Activity →
In the data that follows, find the line containing "Somehow reminds me"; then quote that line and every line after it, exactly, through the last one.

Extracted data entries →
----------------------------------------

PR #3828, opened 2021-10-14
Replace projectId with ${PROJECT_ID} so cross project deploys work

joehan:
### Description
`deploy --only extensions` now substitutes auto populated params into param values.
`ext:export` now checks params for projectID, and replaces it with ${param:PROJECT_ID}.

Combined, this means (in many more cases than before) that you can `ext:export` from one project and `deploy --only extensions` onto another project, without needing to change .env files. 

### Scenarios Tested
`ext:export`ed from one project, and verified that the .env files looked correct:
Screen Shot 2021-10-14 at 1 08 40 PM

then successfully deployed onto a different project:
Screen Shot 2021-10-14 at 1 00 10 PM

### DIFF
--- a/scripts/extensions-deploy-tests/tests.ts
+++ b/scripts/extensions-deploy-tests/tests.ts
@@ -6,12 +6,13 @@ import { CLIProcess } from "../integration-helpers/cli";
 
 const FIREBASE_PROJECT = process.env.FBTOOLS_TARGET_PROJECT || "";
 
-const TEST_SETUP_TIMEOUT = 10000;
-const TEST_TIMEOUT = 600000;
+const TEST_SETUP_TIMEOUT_MS = 10000;
+const TEST_TIMEOUT_MS = 600000;
+
 describe("firebase deploy --only extensions", () => {
   let cli: CLIProcess;
   before(function (this) {
-    this.timeout(TEST_SETUP_TIMEOUT);
+    this.timeout(TEST_SETUP_TIMEOUT_MS);
     expect(FIREBASE_PROJECT).to.exist.and.not.be.empty;
     cli = new CLIProcess("default", __dirname);
   });
@@ -21,7 +22,7 @@ describe("firebase deploy --only extensions", () => {
   });
 
   it("should have deployed the expected extensions", async function (this) {
-    this.timeout(TEST_TIMEOUT);
+    this.timeout(TEST_TIMEOUT_MS);
 
     await cli.start(
       "deploy",
--- a/src/extensions/listExtensions.ts
+++ b/src/extensions/listExtensions.ts
@@ -29,7 +29,7 @@ export async function listExtensions(projectId: string): Promise<any> {
   });
   // Order instances newest to oldest.
   const sorted = _.sortBy(instances, "createTime", "asc").reverse();
-  const formatted: any = [];
+  const formatted: Record<string, string>[] = [];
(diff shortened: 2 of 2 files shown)


src/commands/ext-export.ts
```diff
@@ -19,17 +19,22 @@ module.exports = new Command("ext:export")
...
+        if (s.ref) {
+          s.ref.version = `^${s.ref.version}`;
+        }
+        return s;
+      })
+      .map((i) => stripProjectId(projectId, i));
     // If an instance spec is missing a ref, that instance must have been installed from a local source.
     const [withRef, withoutRef] = partition(have, (s) => {
       return !!s.ref;
     });
```
elvisun, line 36: (s) => !!s.ref

src/deploy/extensions/planner.ts
```diff
@@ -32,8 +33,9 @@ export async function have(projectId: string): Promise<InstanceSpec[]> {
 }
 
 export async function want(
```
elvisun, line 35: can you add some comments here too?

src/extensions/export.ts
```diff
@@ -8,6 +8,22 @@ import { humanReadable } from "../deploy/extensions/deploymentSummary";
 import { logger } from "../logger";
 import { FirebaseError } from "../error";
 
+/**
+ * stripProjectId searchs spec.params for any param that include projectId,
+ * and replaces it with a parameterized version that can be used on other projects.
+ * For example, 'my-project-id.appspot.com' becomes '${param:PROJECT_ID}.appspot.com`
+ */
+export function stripProjectId(projectId: string, spec: InstanceSpec): InstanceSpec {
```
elvisun, line 16: wdyt `parameterizeProjectId` ?

src/commands/ext-export.ts
```diff
@@ -19,17 +19,22 @@ module.exports = new Command("ext:export")
...
-    const have = (await planner.have(projectId)).map((s) => {
-      if (s.ref) {
-        s.ref.version = `^${s.ref.version}`;
-      }
-      return s;
-    });
+    // Look up the instances that already exist,
+    // add a ^ to their version,
+    // and strip project IDs from the param values.
+    const have = (await planner.have(projectId))
```
elvisun, line 25: what's `have`?... 

Somehow reminds me of: https://www.youtube.com/watch?v=HTjqz0_wsZo

src/extensions/export.ts
```diff
@@ -8,6 +8,22 @@ import { humanReadable } from "../deploy/extensions/deploymentSummary";
...
+  const newParams: Record<string, string> = {};
+  for (const [key, val] of Object.entries(spec.params)) {
+    const parameterizedVal = val.replace(projectId, "${param:PROJECT_ID}");
```
elvisun, line 19: Seems a bit hacky, what if my project ID is `appspot` or something like it? Do you have an example of a list of params so we can see how common this problem can be?

src/commands/ext-export.ts
joehan: 🤣  

This is copying the pattern we use over in function deploy - we compare what you 'have' deployed on your project now to what to 'want' deployed.

huangjeff5 (approved):

src/extensions/export.ts
elvisun: sgtm, just making sure it won't break too often :)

----------------------------------------

Answer to this task →
Somehow reminds me of: https://www.youtube.com/watch?v=HTjqz0_wsZo

src/extensions/export.ts
```diff
@@ -8,6 +8,22 @@ import { humanReadable } from "../deploy/extensions/deploymentSummary";
...
+  const newParams: Record<string, string> = {};
+  for (const [key, val] of Object.entries(spec.params)) {
+    const parameterizedVal = val.replace(projectId, "${param:PROJECT_ID}");
```
elvisun, line 19: Seems a bit hacky, what if my project ID is `appspot` or something like it? Do you have an example of a list of params so we can see how common this problem can be?

src/commands/ext-export.ts
joehan: 🤣  

This is copying the pattern we use over in function deploy - we compare what you 'have' deployed on your project now to what to 'want' deployed.

huangjeff5 (approved):

src/extensions/export.ts
elvisun: sgtm, just making sure it won't break too often :)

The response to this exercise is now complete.